Records from a collection:
═══

PR #493, opened 2026-09-13
feat(rust): port the governed graph portfolio (wave 9)

### LINKED ISSUE #476: [Stage 6] quoin-measurement-graph projection: the FR-067 governed graph portfolio

kreneskyp:
Closes #476

Wave 9 of the Stage 6 measurement burn-down. Ports
`src/measurement/graph-portfolio.ts` (881 lines, FR-067) into
`quoin-measurement-graph`, the crate quoin#475 created in #491.

## What landed

15 new modules (4,333 lines of Rust including tests), largest 465 lines,
all under the 500-line soft ceiling. `ALLOWED_ABOVE_HARD_CEILING` and the
soft-ceiling allow-list both stay as W8 left them.

| retained TypeScript | here |
| --- | --- |
| `parseGraphPortfolioMappings` | `mapping.rs` |
| `buildGovernedGraphPortfolioFrom` | `build.rs`, `history.rs`, `scorer.rs` |
| `compareGraphQualityCollections` | `compare.rs` |
| `canonicalGraphPortfolioJson` | `render_json.rs` → `canonical.rs` |
| `renderGovernedGraphPortfolio` | `render.rs`, `text.rs` |
| availability / gap vocabularies | `availability.rs`, `reading.rs` |
| `compare`, `compareInstants` | `order.rs` |

## Gates

**Byte-identical on a golden corpus.** `tc_476_001` rebuilds the governed
portfolio from a committed 16-file fixture tree and compares both the
canonical JSON and the rendered Markdown byte for byte against
`tests/goldens/graph-portfolio-oracle.json` (96 KB) — captured **once**
from the retained TypeScript by `oracle/capture-graph-portfolio-oracle.mjs`,
which records its own digest, the revision it ran at, and the node version
(FR-101-AC-11). No test spawns node; `tc_476_022` asserts that as a census
over `tests/`.

**One canonical-JSON implementation.** `tc_476_020` asserts the only module
in the crate containing a canonical-JSON or pretty-print call is
`canonical.rs`, that it delegates to `quoin_store::canonical_json`, and
that it contains no hand-rolled key sort or indent (FR-100-AC-8).
`tc_476_021` does the same for the base64 alphabet, the SHA-256 hasher and
the `JsonValue` ↔ `serde_json` bridge.

Anti-vacuity floors on every case list: 15 mapping cases, 7 comparisons, 6
repositories, 4 test files, 2 `unknown` partitions.

## How this reconciles with wave 8 (#475)

- Extends `GraphAdapterError` / `GraphAdapterErrorCode` with four mapping
  codes. No second error enum.
- Uses `crate::canonical` and `crate::base64::decode` as they landed. No
  second canonical-JSON call, no second codec, no second JSON bridge.
- **Extends `tests/tc_475_module_sizes.rs`** to cover both waves rather
  than adding a `tc_476_module_sizes.rs`. One census per crate.
- W8's `tc_475_052` census broke when the four new codes widened
  `retained_spelling()`. Fixed by naming them and pointing at the file
  that does cover them, not by weakening the assertion.

## Divergences

Adds `rust/crates/quoin-measurement-graph/DIVERGENCE.md`, matching
`quoin-measurement/DIVERGENCE.md` §13: it states what the fixture covers
**and what it cannot**.

- **§2** A non-string `dimensions.measure`/`dimension`/`key` becomes
  `unknown` here, where the retained module carries the raw value into
  `markdownCell` and throws. Not in the fixture (there is no oracle for a
  throw); bounded by a corpus census that `tc_476_024` **asserts** rather
  than recites — 50,882 dimension values across 14,644 observations in 48
  collection files under `spec/evidence/measurements/`, of which 0 are
  non-strings. The **absent** case is covered: two dimensionless observations put an
  `unknown | unknown | unknown` partition inside the compared bytes, with
  a floor so it cannot quietly stop firing.
- **§3** The quoin#465 base64 leniency divergence, **widened not
  re-declared**: the actual `Buffer.from(x, "base64")` decode call site is
  `graph-portfolio.ts:786`, in this wave's module.
- **§4** Instants read by `Rfc3339DateTime`, with `Date.parse`'s `NaN`
  fall-through reproduced rather than diverged.
- **§5** The golden compares after one `@@TREE@@` path substitution.
- **§6** Divergences inherited from the plain portfolio are declared where
  they live, not restated.
- **§7** Two differences proved unreachable rather than declared: the
  `"graph partition index lost its sample"` throw (made unrepresentable by
  one merged `Pair` index) and W8's identity member ordering.

## Defect found in already-merged code

**quoin#475 landed no `DIVERGENCE.md` for `quoin-measurement-graph`** —
the only ported crate without one. Its divergences were declared in module
docs and a test table only. Fixed here (the file covers both waves) and
raised rather than absorbed.

Separately: quoin#476 and quoin#475 both cite "107 zod declarations" in
these files. `graph-portfolio.ts` declares **no zod at all**.
`tc_476_023` asserts the measured census instead: 5 exported functions, 22
private functions, 17 exported shapes, 0 zod constructors.

## Gate output

```
cargo fmt --all --check                                 FMT=0
cargo clippy --workspace --all-targets --locked -- -D warnings   CLIPPY=0
cargo test --workspace --locked                         TEST=0   1020 passed, 0 failed
```

No TypeScript was touched; cutover is W11 and deletion is W12.


kreneskyp:
## Review — approved after one cycle, merging

Gates re-run independently at `cab0e9e`: `CLIPPY_EXIT=0`, `TEST_EXIT=0`, 131 test binaries, zero `.ts` files.

### The finding, and why it mattered more than its size

As first pushed, §2 bounded a **non-fixturable** divergence — non-string `dimensions` render as `unknown` here while the TypeScript throws, so there are no bytes to compare — with a corpus census that was wrong by roughly 11×, and that **no test evaluated**. The gates were green at `d2e556a` precisely because nothing could check it. A bound that lives in prose is a bound the gate cannot hold, and this one drifted inside the commit that wrote it.

The worse half was the clause *'17 of those observations are `graph_quality`'*. There are **zero** in the retained corpus; the only ones in the repository are this wave's own fixtures. §2 exists to bound with retained data, and it was quoting the PR's own.

### The fix closes it properly

All four figures now match my independent measurement — 48 collection files, 14,644 observations, 50,882 dimension values, **0** non-strings. There is a cross-check worth recording: §2 also reports **14,339** observations stating a `dimensions` object, and I had separately measured **305** dimensionless observations while reviewing #473. 14,339 + 305 = 14,644. Two measurements taken on different days for different reasons close exactly.

`tc_476_024_no_retained_dimension_value_is_a_non_string` now **measures** what §2 asserts: a non-recursive `read_dir` over that one directory, with a comment saying why recursion is wrong here (the repository holds checkouts of itself under `.worktrees/`, which is what inflated the original count), floors an order of magnitude below the real totals, and a capped offender list. It asserts the **zero** rather than the totals, since the corpus grows — the right choice.

Mutation-checked both directions: floor raised to 100,000 fails and prints the real `48 / 14644 / 50882`; a real key treated as an offender fails the zero. That output can only come from a test genuinely reading that directory.

And §2 now states the opposite of its old claim in as many words: *'the retained corpus contains no `graph_quality` observation at all … a bound quoting those would be a self-fixture claim rather than a measurement.'* Naming the error in the register is better than quietly deleting it.

### The rest of the wave

4,333 lines of Rust, 15 modules, largest 465, under the soft ceiling.

Reconciliation with W8 is the part I would have expected to go wrong and did not: it **extended** `tc_475_module_sizes.rs` rather than adding a second census, **widened** W8's quoin#465 base64 entry rather than re-declaring it — correctly, since the real decode call site is `graph-portfolio.ts:786`, in this wave's module — and when its four new mapping codes broke W8's `tc_475_052`, it fixed that by **naming** them and pointing at the file that covers them, not by loosening the assertion.

§7 keeps two differences out of the register by proving them unreachable rather than declaring them. That is the third wave running to make that call correctly, and it is the right instinct: a declaration that cannot fire is a claim about nothing.

Also fills the `DIVERGENCE.md` that #475 never landed — noted on that ticket.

═══

# ASSIGNED TASK
Consider the string "bridge". State how many lines of the data contain it, giving the number alone.

# ANSWER SPACE
2